There are a few things usually glossed over in the language nuances of this Christianization assignment, but which I consider critical for any Ìgbò person who dispassionately seeks to understand that past. Firstly, this team of over 170 men who landed at Abọ in Ìgbòland was not only called “Expedition Team” but “British Mission,” meaning that they were all expeditioners and missionaries, irrespective of their various statuses and roles. Expedition! Mission! So, what does it mean to expedite? What was to be expedited? And, on the other hand, what does it mean to be on a mission to missionize? Who were they to missionize? The answers to these compelling questions lie in the theory of Thomas Buxton in whose mind germinated the idea of Christianizing (missionizing) the Ìgbò as well as expediting legitimate trade with them—the chief interest leaning on the trade and the enormous economic potentials it promised for Britain. As such, both the CMS agents and the traders were all on the singular mission of advancing and achieving the paramount interest of the British in Ìgbòland which was fundamentally material, and could only be sustained for a longer time by Christianizing (civilizing) the people. Secondly, the overall message of this mission was articulated in brief but very consequential words, among other charges, both for the missionaries and traders.

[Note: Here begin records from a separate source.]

Issue #1490, opened 2023-11-09
provide parts nodes for ElementNode and block params


patricklx:
**An ElementNode** can have dots like `<Foo.Bar />`.
But only `Foo` references an upper scope param or variable in JS.
ElementNode should have a `parts` property with an array of nodes for each name part. `Foo` and `Bar` in the example above.

**Regarding block params.**
when block params are available, they are represented as strings only. 
They should also be represented as AST nodes.

this is needed in eslint parser:
https://github.com/ember-cli/eslint-plugin-ember/blob/3ec4b269f8b8cc47fe8fca2110f4d671a80d0fab/lib/parsers/gjs-gts-parser.js#L264
and
https://github.com/ember-cli/eslint-plugin-ember/blob/3ec4b269f8b8cc47fe8fca2110f4d671a80d0fab/lib/parsers/gjs-gts-parser.js#L290

- [x] #1552 
- [x] #1553

PR #1552, opened 2024-01-25
add block param nodes

patricklx:
part of #1490 

made it backwards compatible

### DIFF
--- a/packages/@glimmer/syntax/lib/v1/nodes-v1.ts
+++ b/packages/@glimmer/syntax/lib/v1/nodes-v1.ts
@@ -48,6 +48,7 @@ export interface Program extends CommonProgram {
 
 export interface Block extends CommonProgram {
   type: 'Block';
+  blockParamNodes: BlockParam[];
 }
 
 export type EntityEncodingState = 'transformed' | 'raw';
@@ -180,6 +181,7 @@ export interface ElementNode extends BaseNode {
   selfClosing: boolean;
   attributes: AttrNode[];
   blockParams: string[];
+  blockParamNodes: BlockParam[];
   modifiers: ElementModifierStatement[];
   comments: MustacheCommentStatement[];
   children: Statement[];
@@ -326,6 +328,16 @@ export interface HashPair extends BaseNode {
   value: Expression;
 }
 
+/**
+ * a param inside the pipes of elements or mustache blocks,
+ * <Foo as |bar|>... bar is a BlockParam.
+ * {{#Foo as |bar|}}... bar is a BlockParam.
+ */
+export interface BlockParam extends BaseNode {
+  type: 'BlockParam';
+  value: string;
+}
+
 export interface StripFlags {
   open: boolean;
   close: boolean;
@@ -361,6 +373,7 @@ export type Nodes = SharedNodes & {
   PathExpression: PathExpression;
   Hash: Hash;
   HashPair: HashPair;
+  BlockParam: BlockParam;
 };
 
 export type NodeType = keyof Nodes;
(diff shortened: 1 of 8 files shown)


bin/run-tests.mjs
NullVoxPopuli, line 1: why did this file change?

NullVoxPopuli (approved):

bin/run-tests.mjs
patricklx: Oh , this was to run them on windows. But isn't really necessary. Can just run vite

packages/@glimmer/syntax/test/loc-node-test.ts
```diff
@@ -314,6 +314,30 @@ data-barf="herpy"
...
+  }
+});
+
+test('mustache block params', () => {
+  let ast = parse(`{{#Foo as |ab cd efg|}}{{/Foo}}`);
+
+  let [Foo] = ast.body;
+  if (assertNodeType(Foo, 'BlockStatement')) {
+    let [ab, cd, efg] = guardArray({ blockParamNodes: Foo.program.blockParamNodes }, { min: 3 });
+    locEqual(ab, 1, 11, 1, 13);
```
NullVoxPopuli, line 335: can the value / name be asserted as well?

bin/run-tests.mjs
NullVoxPopuli: can you back out these changes and PR separately if they're needed? <3

NullVoxPopuli (changes requested):
revert bin/run-tests.mjs <3

packages/@glimmer/syntax/test/loc-node-test.ts
patricklx: i think this should be done separately. i will add it  in parser-node-test

packages/@glimmer/syntax/lib/v1/nodes-v1.ts
```diff
@@ -293,6 +295,16 @@ export interface HashPair extends BaseNode {
   value: Expression;
 }
 
+/**
+ * a param inside the pipes of elements or mustache blocks,
```
NullVoxPopuli, line 299: :raised_hands: perfect! thank you!

packages/@glimmer/syntax/test/loc-node-test.ts
```diff
@@ -314,6 +314,30 @@ data-barf="herpy"
   }
 });
 
+test('element block params', () => {
+  let ast = parse(`<Foo as |ab cd efg|></Foo>`);
+
+  let [Foo] = ast.body;
+  if (assertNodeType(Foo, 'ElementNode')) {
+    let [ab, cd, efg] = guardArray({ blockParamNodes: Foo.blockParamNodes }, { min: 3 });
+    locEqual(ab, 1, 8, 1, 12);
```
NullVoxPopuli, line 323: since the signature for `locEqual` is
```js
function locEqual(
  node: AST.Node | null | undefined,
  startLine: number,
  startColumn: number,
  endLine: number,
  endColumn: number,
  message = JSON.stringify(node)
) {
```
should `endColumn` be 2 characters more than `startColumn`? right now it sees like.. 4?

patricklx: oh! thanks for noticing. since those are initially parsed as attributes by hbs parser the location contains the pipe as well... need to fix it. not sure why it also contains the whitespace, might be a bug in hbs parser
```js
't=<Foo as |ab cd efg|></Foo>'
t.slice(8,12)
'|ab '
t.slice(12,15)
'cd '
t.slice(15,19)
'efg|'
```

NullVoxPopuli (approved):
ranges look good, thank you!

Those instructive words of the government which the leaders of the expedition were to tell the [Ìgbò] people on the Niger were thus:

“…that the Queen and the people of England profess the Christian religion; and that by this religion they are commanded to assist in promoting goodwill, peace, and brotherly love, among all nations and men; and that in endeavoring to commence a further intercourse with the African nations, Her Majesty’s Government are actuated and guided by these (Christian) principles.”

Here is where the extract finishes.